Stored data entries
***

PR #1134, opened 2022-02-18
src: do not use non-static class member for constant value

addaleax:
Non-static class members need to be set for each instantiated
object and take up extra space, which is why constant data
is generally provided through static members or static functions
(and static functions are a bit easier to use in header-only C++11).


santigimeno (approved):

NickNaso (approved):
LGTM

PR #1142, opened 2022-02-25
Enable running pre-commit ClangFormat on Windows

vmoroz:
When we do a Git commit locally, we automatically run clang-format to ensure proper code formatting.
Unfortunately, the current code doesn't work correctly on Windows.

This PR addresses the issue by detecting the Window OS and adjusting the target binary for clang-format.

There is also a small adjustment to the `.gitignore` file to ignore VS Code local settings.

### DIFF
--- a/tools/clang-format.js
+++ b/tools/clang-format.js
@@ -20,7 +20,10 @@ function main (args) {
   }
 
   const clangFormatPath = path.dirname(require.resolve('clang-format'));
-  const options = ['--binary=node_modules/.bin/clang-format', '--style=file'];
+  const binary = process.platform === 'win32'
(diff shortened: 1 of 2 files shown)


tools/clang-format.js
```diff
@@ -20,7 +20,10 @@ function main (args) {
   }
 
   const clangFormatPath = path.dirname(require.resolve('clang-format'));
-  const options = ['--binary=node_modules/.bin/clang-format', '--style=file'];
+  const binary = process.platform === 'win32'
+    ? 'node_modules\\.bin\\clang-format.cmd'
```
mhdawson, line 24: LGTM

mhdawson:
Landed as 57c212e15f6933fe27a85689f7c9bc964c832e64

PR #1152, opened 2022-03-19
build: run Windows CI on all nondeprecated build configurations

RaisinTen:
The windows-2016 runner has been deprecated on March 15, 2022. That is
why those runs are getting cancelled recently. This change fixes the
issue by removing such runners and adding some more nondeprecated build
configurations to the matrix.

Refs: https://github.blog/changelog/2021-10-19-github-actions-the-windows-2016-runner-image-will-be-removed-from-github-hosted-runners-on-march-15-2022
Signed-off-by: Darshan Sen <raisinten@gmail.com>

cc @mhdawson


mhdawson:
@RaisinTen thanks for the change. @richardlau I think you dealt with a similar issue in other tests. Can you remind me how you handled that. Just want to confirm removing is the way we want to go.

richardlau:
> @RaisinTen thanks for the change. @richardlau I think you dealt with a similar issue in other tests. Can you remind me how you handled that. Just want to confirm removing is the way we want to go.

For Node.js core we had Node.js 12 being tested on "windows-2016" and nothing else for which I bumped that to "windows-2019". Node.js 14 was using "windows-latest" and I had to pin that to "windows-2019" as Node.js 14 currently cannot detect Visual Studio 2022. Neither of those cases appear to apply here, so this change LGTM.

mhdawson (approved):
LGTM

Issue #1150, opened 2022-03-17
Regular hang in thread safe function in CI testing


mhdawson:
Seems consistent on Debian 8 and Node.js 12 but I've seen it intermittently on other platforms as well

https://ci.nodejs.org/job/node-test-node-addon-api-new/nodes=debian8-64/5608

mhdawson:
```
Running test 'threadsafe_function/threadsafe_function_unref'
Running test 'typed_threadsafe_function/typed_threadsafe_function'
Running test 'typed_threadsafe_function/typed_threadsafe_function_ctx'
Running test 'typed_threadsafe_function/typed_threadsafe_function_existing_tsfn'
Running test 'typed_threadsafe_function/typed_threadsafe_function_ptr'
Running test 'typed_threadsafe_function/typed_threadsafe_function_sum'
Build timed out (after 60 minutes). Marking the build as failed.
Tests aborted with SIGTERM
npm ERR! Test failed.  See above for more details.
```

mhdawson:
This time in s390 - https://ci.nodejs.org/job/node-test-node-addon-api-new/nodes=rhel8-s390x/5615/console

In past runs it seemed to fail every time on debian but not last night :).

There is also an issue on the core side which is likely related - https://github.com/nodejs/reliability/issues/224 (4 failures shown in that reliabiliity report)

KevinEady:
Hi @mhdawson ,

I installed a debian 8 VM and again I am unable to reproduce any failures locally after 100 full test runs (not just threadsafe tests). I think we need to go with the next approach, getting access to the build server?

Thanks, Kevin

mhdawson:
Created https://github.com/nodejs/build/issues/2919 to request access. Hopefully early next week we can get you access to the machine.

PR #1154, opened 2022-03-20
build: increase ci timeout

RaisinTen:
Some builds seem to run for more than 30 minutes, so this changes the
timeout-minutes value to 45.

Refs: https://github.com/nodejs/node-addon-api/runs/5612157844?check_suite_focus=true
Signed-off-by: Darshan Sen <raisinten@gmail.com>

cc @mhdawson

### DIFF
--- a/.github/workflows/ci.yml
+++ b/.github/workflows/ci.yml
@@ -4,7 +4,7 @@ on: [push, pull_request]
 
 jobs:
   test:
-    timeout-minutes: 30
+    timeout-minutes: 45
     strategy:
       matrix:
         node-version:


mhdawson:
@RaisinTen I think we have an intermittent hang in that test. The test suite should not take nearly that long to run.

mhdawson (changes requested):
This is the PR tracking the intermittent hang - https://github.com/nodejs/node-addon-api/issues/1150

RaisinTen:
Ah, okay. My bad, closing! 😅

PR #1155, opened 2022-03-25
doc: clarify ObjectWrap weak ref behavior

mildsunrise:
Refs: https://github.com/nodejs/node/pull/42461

***

### Problem to solve
Please restate every line of the records exactly.

### Output for this exercise
PR #1134, opened 2022-02-18
src: do not use non-static class member for constant value

addaleax:
Non-static class members need to be set for each instantiated
object and take up extra space, which is why constant data
is generally provided through static members or static functions
(and static functions are a bit easier to use in header-only C++11).


santigimeno (approved):

NickNaso (approved):
LGTM

PR #1142, opened 2022-02-25
Enable running pre-commit ClangFormat on Windows

vmoroz:
When we do a Git commit locally, we automatically run clang-format to ensure proper code formatting.
Unfortunately, the current code doesn't work correctly on Windows.

This PR addresses the issue by detecting the Window OS and adjusting the target binary for clang-format.

There is also a small adjustment to the `.gitignore` file to ignore VS Code local settings.

### DIFF
--- a/tools/clang-format.js
+++ b/tools/clang-format.js
@@ -20,7 +20,10 @@ function main (args) {
   }
 
   const clangFormatPath = path.dirname(require.resolve('clang-format'));
-  const options = ['--binary=node_modules/.bin/clang-format', '--style=file'];
+  const binary = process.platform === 'win32'
(diff shortened: 1 of 2 files shown)


tools/clang-format.js
```diff
@@ -20,7 +20,10 @@ function main (args) {
   }
 
   const clangFormatPath = path.dirname(require.resolve('clang-format'));
-  const options = ['--binary=node_modules/.bin/clang-format', '--style=file'];
+  const binary = process.platform === 'win32'
+    ? 'node_modules\\.bin\\clang-format.cmd'
```
mhdawson, line 24: LGTM

mhdawson:
Landed as 57c212e15f6933fe27a85689f7c9bc964c832e64

PR #1152, opened 2022-03-19
build: run Windows CI on all nondeprecated build configurations

RaisinTen:
The windows-2016 runner has been deprecated on March 15, 2022. That is
why those runs are getting cancelled recently. This change fixes the
issue by removing such runners and adding some more nondeprecated build
configurations to the matrix.

Refs: https://github.blog/changelog/2021-10-19-github-actions-the-windows-2016-runner-image-will-be-removed-from-github-hosted-runners-on-march-15-2022
Signed-off-by: Darshan Sen <raisinten@gmail.com>

cc @mhdawson


mhdawson:
@RaisinTen thanks for the change. @richardlau I think you dealt with a similar issue in other tests. Can you remind me how you handled that. Just want to confirm removing is the way we want to go.

richardlau:
> @RaisinTen thanks for the change. @richardlau I think you dealt with a similar issue in other tests. Can you remind me how you handled that. Just want to confirm removing is the way we want to go.

For Node.js core we had Node.js 12 being tested on "windows-2016" and nothing else for which I bumped that to "windows-2019". Node.js 14 was using "windows-latest" and I had to pin that to "windows-2019" as Node.js 14 currently cannot detect Visual Studio 2022. Neither of those cases appear to apply here, so this change LGTM.

mhdawson (approved):
LGTM

Issue #1150, opened 2022-03-17
Regular hang in thread safe function in CI testing


mhdawson:
Seems consistent on Debian 8 and Node.js 12 but I've seen it intermittently on other platforms as well

https://ci.nodejs.org/job/node-test-node-addon-api-new/nodes=debian8-64/5608

mhdawson:
```
Running test 'threadsafe_function/threadsafe_function_unref'
Running test 'typed_threadsafe_function/typed_threadsafe_function'
Running test 'typed_threadsafe_function/typed_threadsafe_function_ctx'
Running test 'typed_threadsafe_function/typed_threadsafe_function_existing_tsfn'
Running test 'typed_threadsafe_function/typed_threadsafe_function_ptr'
Running test 'typed_threadsafe_function/typed_threadsafe_function_sum'
Build timed out (after 60 minutes). Marking the build as failed.
Tests aborted with SIGTERM
npm ERR! Test failed.  See above for more details.
```

mhdawson:
This time in s390 - https://ci.nodejs.org/job/node-test-node-addon-api-new/nodes=rhel8-s390x/5615/console

In past runs it seemed to fail every time on debian but not last night :).

There is also an issue on the core side which is likely related - https://github.com/nodejs/reliability/issues/224 (4 failures shown in that reliabiliity report)

KevinEady:
Hi @mhdawson ,

I installed a debian 8 VM and again I am unable to reproduce any failures locally after 100 full test runs (not just threadsafe tests). I think we need to go with the next approach, getting access to the build server?

Thanks, Kevin

mhdawson:
Created https://github.com/nodejs/build/issues/2919 to request access. Hopefully early next week we can get you access to the machine.

PR #1154, opened 2022-03-20
build: increase ci timeout

RaisinTen:
Some builds seem to run for more than 30 minutes, so this changes the
timeout-minutes value to 45.

Refs: https://github.com/nodejs/node-addon-api/runs/5612157844?check_suite_focus=true
Signed-off-by: Darshan Sen <raisinten@gmail.com>

cc @mhdawson

### DIFF
--- a/.github/workflows/ci.yml
+++ b/.github/workflows/ci.yml
@@ -4,7 +4,7 @@ on: [push, pull_request]
 
 jobs:
   test:
-    timeout-minutes: 30
+    timeout-minutes: 45
     strategy:
       matrix:
         node-version:


mhdawson:
@RaisinTen I think we have an intermittent hang in that test. The test suite should not take nearly that long to run.

mhdawson (changes requested):
This is the PR tracking the intermittent hang - https://github.com/nodejs/node-addon-api/issues/1150

RaisinTen:
Ah, okay. My bad, closing! 😅

PR #1155, opened 2022-03-25
doc: clarify ObjectWrap weak ref behavior

mildsunrise:
Refs: https://github.com/nodejs/node/pull/42461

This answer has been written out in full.